Inflammation Neuroscience - Team Olofsson

Overactive inflammation causes increased morbidity and mortality, not least in cardiovascular disease, the most common cause of death in the world. A better understanding of the molecular and cellular mechanisms that drive disease development promises better opportunities for treatment and prevention.

Team Peder Olofsson. Group picture of 13 people outdoors.
Team Peder Olofsson. Back row: Peder Olofsson, Jacob Larsson, Hadder Batista Silva, Jérômine Vacquié, Qi Guo Font row: Ting Liu, Lamija Coric, Vladimir Shavva, Laura Tarnawski, April Nielsen, Patrícia Mendes, Wanmin Dai, Ekaterina Chernogubova. Photo: Private.

Our research

In the video above, Peder Olofsson and Henrik Hult (KTH) present how they research bioelectronic medicine within the interdisciplinary center MedTechLabs. The film is produced by MikeyKay Films.

Understanding the pathophysiology of cardiovascular disease and overactive inflammation requires neuroscience because nerve signals regulate inflammation and metabolism. We have uncovered cellular and molecular mechanisms for neural regulation of inflammation and recently showed that activation of specific peripheral nerves controls the active healing of inflammation (Caravaca et al., PNAS 2022) and work in one of the European consortia we participate in found that specific nerve signals affect the development of atherosclerosis (Mohanta et al., Nature 2022) (Fig. 1).

In the long term, we aim to create both an atlas and a dictionary of how neural reflexes regulate inflammation and metabolism, i.e. the 1) peripheral neuroanatomy and neurophysiology, and 2) cellular and molecular mechanisms of excessive inflammation (Fig. 2). We work toward this goal together with engineers at KTH and Linköping University within the Stockholm Center for Bioelectronic Medicine at MedTechLabs.

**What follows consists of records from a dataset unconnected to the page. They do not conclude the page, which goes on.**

PR #10214, opened 2017-04-14
Abortable rescans & rpc abortrescan command

rawodb:
* Added fAbortRescan flag to CWallet to break out of rescans loops.
* Added abortrescan RPC command to exit safely out of rescans

Feedback welcomed


sipa:
Seems similar to #10208.

rawodb:
ahhh! a case of work collision!

sorry; I was following #10183 for an abort command.

MarcoFalke:
@rawodb Since you independently wrote the code, you can help with review and provide feedback on the other pull.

The figure illustrates what is written in the caption text.
Figure 1. Understanding cardiovascular inflammation requires neuroscience. Discoveries over recent decades showed that 1) atherosclerosis is an inflammatory disease and 2) neural reflexes regulate inflammation. Recent discoveries show that neural regulation plays a role in the pathogenesis of cardiovascular disease. Very little is known about these mechanisms, and this is a focus area in the group.
The figure illustrates what is written in the caption text.
Figure 2. Neural signals regulate inflammation and metabolism. (a) The brain coordinates organ function using peripheral nerves that reach virtually every tissue and cell. (b, c) Signals are propagated using electrical impulses and chemicals, i.e. neurotransmitters such as norepinephrine and acetylcholine. (d) Nerves have receptors that respond to mediators of inflammation, infection, and tissue damage.

Cooperation

  • Henrik Hult, KTH, Stockholm: Mapping neural signals that regulate of inflammation.
  • Magnus Berggren, LiU, Linköping: Improving machine-perihperal nerve interfaces.
  • Elvira Mass, University of Bonn, Bonn: Developmental biology of the immune system.
  • Falk Nimmerjahn, Friedrich-Alexander-University Erlangen-Nürnberg: Genetics and immunology.
  • Kevin J Tracey, The Feinstein Institute, New York: Neural regulation of inflammation.

Research support

  • The Swedish Research Council
  • Heart-Lung Foundation
  • SSF
  • MedTechLabs
  • ALF
  • NovoNordisk
  • WASP-DDLS
  • Karolinska Institutet

Contact

Profile image

Peder Olofsson

Team leader, Professor

Selected publications

Living bioelectronics resolve inflammation.
Olofsson PS
Science 2024 May;384(6699):962-963.

Kupffer cells dictate hepatic responses to the atherogenic dyslipidemic insult.
Di Nunzio G, Hellberg S, Zhang Y, Ahmed O, Wang J, Zhang X, Björck HM, Chizh V, Schipper R, Aulin H, Francis R, Fagerberg L, Gisterå A, Metso J, Manfé V, Franco-Cereceda A, Eriksson P, Jauhiainen M, Hagberg CE, Olofsson PS, Malin SG
Nat Cardiovasc Res 2024 Mar;3(3):356-371.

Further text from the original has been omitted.